Start of Block

PR #434, opened 2026-07-15
ci: skip Go lint and Snyk Go scan on infra-only PRs

### LINKED ISSUE #301: CI: skip Go lint and Snyk Go scan on infra-only PR pushes
### Type

Chore

### Description

The Analysis stage in `orchestration-dev.yml` (and the `analysis.yml` workflow it calls) runs `lint go` and `snyk test` on every PR push regardless of which files changed. Pure infrastructure-only changes (Terraform, tfvars, IAM, CloudFront, ALB, monitoring) trigger the full Go pipeline even though no `.go` / `.sum` / `Dockerfile` files were touched.

The repository already computes a backend-changed signal in the `Check for Changes` job to gate the Backend deploy:

```yaml
- name: Check for changes in backend/
  id: backend
  run: echo "backend=$(git --no-pager diff --name-only origin/main backend/ | grep ".go\|.sum\|Dockerfile" | head -n 1)" >> $GITHUB_OUTPUT
```

That same signal could gate the Go-specific Analysis jobs:

- `Analysis / lint go`
- `Analysis / snyk test` (the Go module Snyk scan, distinct from `snyk iac test` and `snyk code test`)

The Terraform / IAC scans should still run on every PR since they evaluate the full infrastructure regardless of which file changed.

### Why

- Wall-clock savings on infra-only PRs (~1 to 2 minutes per push, more on larger Go workspaces).
- Cleaner PR check status for infra reviewers.
- Reduces noise from Go-related Snyk findings on PRs that are not modifying any Go code.

### Acceptance criteria

- `Analysis / lint go` and `Analysis / snyk test` run only when the same backend diff signal that gates the Backend deploy job is non-empty.
- `Analysis / lint terraform`, `Analysis / snyk iac test`, and `Analysis / snyk code test` continue to run on every PR push.
- Pure Terraform / tfvars PR shows lint go and snyk test as `skipping`, not `pending` then `success`.
- A PR that touches both Go and Terraform still runs all Analysis jobs.

### Related

Surfaced while landing the cert-rotation Lambda activation PR (#300). The branch had two infra-only commits where Go lint and Snyk Go ran for no reason.

danielbowne:
## Summary

Closes #301. The Analysis stage ran `lint go` and `snyk test` (the Go module Snyk scan) on every PR push, even when no Go files changed - so pure infra/Terraform PRs paid for the full Go pipeline for nothing.

This adds a `changes` job to `analysis.yml` that computes the same backend diff signal the orchestration workflows already use to gate the Backend deploy, and gates the two Go-specific jobs on it. The Terraform, IaC, code, and OpenAPI scans are unchanged and still run on every PR.

## Behavior

- Infra-only PR push -> `lint go` and `snyk test` show as skipped; `lint terraform`, `snyk iac test`, `snyk code test`, and the OpenAPI check still run.
- PR touching Go (`.go`, `go.mod`, `go.sum`, `Dockerfile`) or the backend/analysis workflows -> all Analysis jobs run.
- Outside the PR-open context (a merge to main/prod, or any push) the signal is forced non-empty, so the Go scans always run there - prod and impl behavior is unchanged.
- Draft PRs are unaffected (the Analysis workflow still runs; only the Go jobs are conditional).

## Trade-off

`snyk test` is a point-in-time SCA scan. Gating it means an infra-only PR no longer re-surfaces a newly-disclosed CVE in an otherwise-unchanged Go dependency. Acceptable because the merge-to-main/prod and impl paths always re-run it, and `snyk code test` (Go SAST) stays always-on.

## Why it helps

- Cuts ~1-2 minutes of compute per infra-only PR push.
- Cleaner check status for infra reviewers.
- Partial rehome relief: the Go Snyk scan needs the org `SNYK_TOKEN` that fork PRs can't access, so skipping it on infra-only changes removes one of the token-gated jobs a fork would otherwise fail on. Note `snyk code test` and `snyk iac test` also need the token and are not gated, so this reduces but does not eliminate the rehoming need for infra-only fork PRs.

## Testing

`analysis.yml` validated (parses; only `lint go` and `snyk test` carry the `needs: changes` gate). Reviewed by Codex - no critical issues; the deploy-implies-scan invariant holds across dev/impl/prod/push paths. `go.mod` added to the signal per that review.

### DIFF
--- a/.github/workflows/analysis.yml
+++ b/.github/workflows/analysis.yml
@@ -4,8 +4,37 @@ on:
   workflow_call:
 
 jobs:
+  # Detect whether this change touches Go/backend files so the Go-specific
+  # Analysis jobs (lint go, snyk test) can be skipped on infra-only PRs. Mirrors
+  # the backend diff signal the orchestration workflows use to gate the Backend
+  # deploy. Outside the PR-open context (a merge to main/prod, or any push) the
+  # signal is forced non-empty so the Go scans always run there.
+  changes:
+    name: detect backend changes
+    runs-on: ubuntu-latest
+    permissions:
+      contents: read
+    outputs:
+      backend: ${{ steps.backend.outputs.backend }}
+    steps:
+      - name: Check out repo
+        uses: actions/checkout@v4
+        with:
+          fetch-depth: 0
+
+      - name: Check for changes in backend/
+        id: backend
+        run: |
+          if [ "${{ github.event_name }}" != "pull_request" ] || [ "${{ github.event.pull_request.merged }}" = "true" ]; then
+            echo "backend=always" >> $GITHUB_OUTPUT
+          else
+            echo "backend=$(git --no-pager diff --name-only "origin/${{ github.base_ref }}" -- backend/ .github/workflows/backend.yml .github/workflows/analysis.yml | grep -E '\.go$|go\.mod$|\.sum$|Dockerfile|workflows/(backend|analysis)\.yml' | head -n 1)" >> $GITHUB_OUTPUT
+          fi
+
   Lint-Go:
     name: lint go
+    needs: changes
+    if: ${{ needs.changes.outputs.backend != '' }}
     runs-on: ubuntu-latest
     permissions:
       contents: read
@@ -81,6 +110,8 @@ jobs:
 
   Snyk-Test:
     name: snyk test
+    needs: changes
+    if: ${{ needs.changes.outputs.backend != '' }}
     runs-on: ubuntu-latest
     permissions:
       contents: read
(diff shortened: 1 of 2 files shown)


jsos3-cms (commented):
This is Clean, and I like how it's building out. I want to keep this "changes" pattern, I think it's slick

MackOverflow (dismissed):
clean, one small nit for future readiness: 

Two copies of near-identical diff logic will drift. analysis.yml's changes and orchestration-dev.yml's diff are now intentionally divergent supersets. That's correct today, but the next person editing one grep won't know to update the other. Consider a shared composite action or a comment in each pointing at the other. This is the highest-value maintainability note.

MackOverflow (approved):
lgtm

End of Block

A single figure, the number of lines above with the word "pager", is the whole answer.

* EXERCISE OUTPUT:
2